By now we were running out of ideas of places to go and were hankering for something a little different. That’s the thing about travelling, at first you’re happy with anything and everything but eventually you get jaded and the desire for novelty sets in hard. This time around we decided to check out a lavender farm. Why? Mostly because we’d never been. So, we packed up the cat in her protective bag so we could stroll through this beautiful setting with her.
It was a gorgeous (if not oppressively hot and humid) day and finding the farm was somewhat tricky. We went from full civilization, to a very house filled neighborhood, to a couple one lane dirt roads (driveways?) with arrows pointing the way. Before we knew it we were in the woods. It was crazy. We drove up and there was an adorable little gift store, signs to be careful of dogs while parking, and there was a little path to the lavender field. We took that first and before we knew it we were standing in front of the most whimsical and charming little fairy castle which looked over the whole field. We’d missed it blooming this year but it still smelled very much of lavender. Normally lavender gives me migraines but on this particular day I had come prepared as I already had a migraine before arriving! You might think this would have made for a miserable experience, but I’ve had so many of these damn things in the past few years I was determined not to waste another day sitting on my ass waiting for it to pass and this delightful fairy friendly farm was soooo wonderful. It was worth the drive where I came *this* close to pulling over and puking in the breakdown lane three times. SIGH. (I have learned my lesson – I did push myself too far this time.)
Better still there was a path you could walk down that led us deeper into the woods which just got more whimsical looking the more we walked with trees covered in lichen and arching across the path.
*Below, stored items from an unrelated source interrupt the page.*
Issue #8728, opened 2025-10-16
Missing bounds check in `e = f(a)`


certik:
Found a case where we don't throw a bounds check error. gfortran and flang-new both throw errors.

```fortran
program my
    integer, allocatable :: a(:)
    integer, allocatable :: e(:)
    allocate(a(3))
    allocate(e(3))

    a = 3
    e = f(a)

    print *, e

    contains
        function f(x) result(y)
            integer, intent(in) :: x(:)
            integer :: y(size(x) - 1)
            y = 2
        end function
end program
```

We convert `e = f(a)` to `call f(a, e)`. The second argument of function `f` expects an array of size `size(x)-1`, where x is the first argument. Size of a and e is 3. So `f` expects an array of size 2 as the second argument. We are passing e, which is an array of size 3. We don't throw any error in this case.

This is done because we don't have strict bounds checking, we allow larger arrays to be passed into a subroutine which expects shorter arrays.

Issue #8727, opened 2025-10-16
Add an option for strict bounds checking


certik:
Add an option for strict bounds checking: the passed parameters must be exactly equal to arguments, not just larger than or equal. This is not standards compliant, so must be configurable. We might consider having it by default, but the error message must say to use the given option to enable "greater than" checking.

PR #8804, opened 2025-11-07
feat: add strict bounds checking 

xaerru:
Fix https://github.com/lfortran/lfortran/issues/8727, Fix https://github.com/lfortran/lfortran/issues/8728

1. Strict bounds checking means the size of the array passed in a subroutine must exactly equal the expected size. The standard allows us to pass an array whose size is larger than expected.
2. #8728 is fixed by using strict bounds checking on the return argument when `SubroutineCall` was converted from a `FunctionCall`.

### DIFF
--- a/doc/src/asr/asr_nodes/statement_nodes/subroutinecall.md
+++ b/doc/src/asr/asr_nodes/statement_nodes/subroutinecall.md
@@ -8,7 +8,7 @@ function (`name`) member, a `stmt` node.
 ### Syntax
 
 ```fortran
-SubroutineCall(symbol name, symbol? original_name, call_arg* args, expr? dt, bool was_functioncall)
+SubroutineCall(symbol name, symbol? original_name, call_arg* args, expr? dt, bool strict_bounds_checking)
 ```
 
 ### Arguments
@@ -17,7 +17,7 @@ SubroutineCall(symbol name, symbol? original_name, call_arg* args, expr? dt, boo
 `original_name` contains name present in program unit.
 `args` contains arguments passed to subroutine call.
 `dt` contains expression for variable name, array name, an aseterist e.t.c.
-`was_functioncall` indicates if this SubroutineCall was a FunctionCall before getting converted by subroutine_from_function pass, this is used for bounds checking.
+`strict_bounds_checking` indicates if this SubroutineCall was a FunctionCall before getting converted by subroutine_from_function pass, if it was then we need to do strict_bounds_checking for the return argument.
 
 ### Return values
 
--- a/src/libasr/ASR.asdl
+++ b/src/libasr/ASR.asdl
@@ -61,7 +61,7 @@ stmt
     | Select(identifier? name, expr test, case_stmt* body, stmt* default, bool enable_fall_through)
     | Stop(expr? code)
     | Assert(expr test, expr? msg)
-    | SubroutineCall(symbol name, symbol? original_name, call_arg* args, expr? dt, bool was_functioncall)
+    | SubroutineCall(symbol name, symbol? original_name, call_arg* args, expr? dt, bool strict_bounds_checking)
     | IntrinsicImpureSubroutine(int sub_intrinsic_id, expr* args, int overload_id)
     | Where(expr test, stmt* body, stmt* orelse)
     | WhileLoop(identifier? name, expr test, stmt* body, stmt* orelse)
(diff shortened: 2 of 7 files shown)


xaerru:
I can't view the logs of the macos fail.

src/libasr/ASR.asdl
```diff
@@ -61,7 +61,7 @@ stmt
     | Select(identifier? name, expr test, case_stmt* body, stmt* default, bool enable_fall_through)
     | Stop(expr? code)
     | Assert(expr test, expr? msg)
-    | SubroutineCall(symbol name, symbol? original_name, call_arg* args, expr? dt)
+    | SubroutineCall(symbol name, symbol? original_name, call_arg* args, expr? dt, bool was_functioncall)
```
certik: I am not sure about this. How is bounds checking different if it was a function call before?

It seems the right fix is to insert some new nodes for extra checks. When we have a subroutine, it should not matter if it was a function call before.

xaerru: I've added some comments in both programs below:
```fortran
program my
    integer, allocatable :: a(:)
    integer, allocatable :: e(:)
    allocate(a(3))
    allocate(e(3))

    a = 3
    ! size(e) = 3
    ! size(f(a)) = 2
    ! This must throw an error. gfortran also throws a runtime error here
    ! But after conversion to subroutine it becomes allowed
    e = f(a)

    print *, e

    contains
        function f(x) result(y)
            integer, intent(in) :: x(:)
            integer :: y(size(x) - 1)
            y = 2
        end function
end program
```
After `subroutine_from_function`:
```fortran
! Fortran code after applying the pass: subroutine_from_function
program my
implicit none
integer(4), dimension(:), allocatable :: a
integer(4), dimension(:), allocatable :: e
allocate(a(3))
allocate(e(3))
do __libasr_index_0_ = lbound(a, 1), ubound(a, 1)
    a(__libasr_index_0_) = 3
end do
! size(e) == 3
! Expected size of argument y in subroutine f is size(a) - 1 = 2
! When we check arguments with expected size in the subroutine we can catch this error
! But only if we do strict bounds checking
! e is of size 3 and f expects an array of size 2, this is allowed by the standard
call f(a, e)
print *, e

contains

subroutine f(x, y)
    integer(4), dimension(:), intent(in) :: x
    integer(4), dimension(size(x) - 1), intent(out) :: y
    do __libasr_index_0_ = lbound(y, 1), ubound(y, 1)
        y(__libasr_index_0_) = 2
    end do
end subroutine f

end program my
```

certik: Got it. In this case, I think all we want is to enforce strict `M == N` bounds checking, not just `M >= N` bounds checking. So maybe let's rename `bool was_functioncall` to `bool strict_bounds_checking`. If `true`, the bounds checker is supposed to do strict bounds checking for this. If `false`, it can do `M >= N` bounds checking.

certik:
The error is unrelated (https://github.com/lfortran/lfortran/issues/8610), but we really need to fix it, it's been failing very often.

src/bin/lfortran_command_line_parser.cpp
```diff
@@ -184,6 +184,7 @@ namespace LCompilers::CommandLineInterface {
         app.add_flag("--stack-arrays", compiler_options.stack_arrays, "Allocate memory for arrays on stack")->group(group_miscellaneous_options);
         app.add_flag("--array-bounds-checking", compiler_options.po.bounds_checking, "Enables runtime array bounds checking")->group(group_miscellaneous_options);
         app.add_flag("--no-array-bounds-checking", disable_bounds_checking, "Disables runtime array bounds checking")->group(group_miscellaneous_options);
+        app.add_flag("--strict-array-bounds-checking", compiler_options.po.strict_bounds_checking, "Enables strict runtime array bounds checking: Array passed into subroutine must exactly match the expected size")->group(group_miscellaneous_options);
```
certik, line 187: After this is in, let's test it out. But likely we want to make it the default, and add `--relaxed-array-bounds-checking` instead later. But in this PR this is good.

certik:
I am not sure about this failure: https://github.com/lfortran/lfortran/issues/8808, but likely unrelated given it only happens in LLVM 14.

doc/src/asr/asr_nodes/statement_nodes/subroutinecall.md
```diff
@@ -17,7 +17,7 @@ SubroutineCall(symbol name, symbol? original_name, call_arg* args, expr? dt, boo
 `original_name` contains name present in program unit.
 `args` contains arguments passed to subroutine call.
 `dt` contains expression for variable name, array name, an aseterist e.t.c.
-`was_functioncall` indicates if this SubroutineCall was a FunctionCall before getting converted by subroutine_from_function pass, this is used for bounds checking.
+`strict_bounds_checking` indicates if this SubroutineCall was a FunctionCall before getting converted by subroutine_from_function pass, if it was then we need to do strict_bounds_checking for the return argument.
```
certik, line 20: I see, it's only for the return argument, not all arguments. The design is still not clean, but at least it's a start, we can iterate on this later.

certik (approved):
I think this is good to merge as is, if the last LLVM 14 test passes.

I was so incredibly at peace here. And the cat was too. She was sprawled out in her bag purring up a storm and allowing herself to be carried place to place like a tiny furry queen. There were even birds to watch as mourning doves were everywhere making their haunting little calls. My companion thought they were owls at first (because of the noises they were making.)
We stopped in at the gift shop before we left. There was lavender everything there – from the expected soaps to lavender maple syrup?? Odd but interesting! A teenage boy ran the counter and seemed very happy to be there. I bought a book of other plant nurseries and gardens throughout New England figuring it’d give us something else to check out.
This was a very small place that didn’t take us long at all to explore but if you happen to be in the area I definitely recommend checking it out. It’s a slice of a fairy tale. Absolutely stunning.
It’d been a long day doing random things around Wilton. First it was failing to hike a trail that was blocked off, then it was visiting a nearby cemetery, then it was getting lost trying to find tiny free libraries and having a lively discussion with a vibrant hippie woman and now… now I was in the center of the town at their absolutely tiny but truly adorable park after having deposited a book in their little free library.
Since I was here anyway I might as well look around. There seemed to be two antique stores, a chocolatier, and a cupcake shop. Today was not really the day for sweets but why not look at the antique stores? My mother peered into the Winding River Antiques window which looked super dark.
“I don’t know if they’re open.”
Someone inside waved her in. See, if you’re going to be all creepy about it you’re going to gain someone’s attention. So we walked in. It was a small antique shop, the sort of thing you’d expect on a main street of a small town. Everything was well organized and displayed. But the two shop keeps… oooh boooy. They were throwing off some fiercely negative vibes. I think they had regretted letting us in. My mother with her doddering social inequities and myself with blazing orange hair drenched in sweat from the heat and looking like death had rolled over. The orange hair throws people. In small towns like this it causes a lot of people, and let’s be honest a lot of old men people, to instantaneously distrust and hate me. It’s fine. I find this sort of hilarious because I am the least likely person to cause an actual fuss.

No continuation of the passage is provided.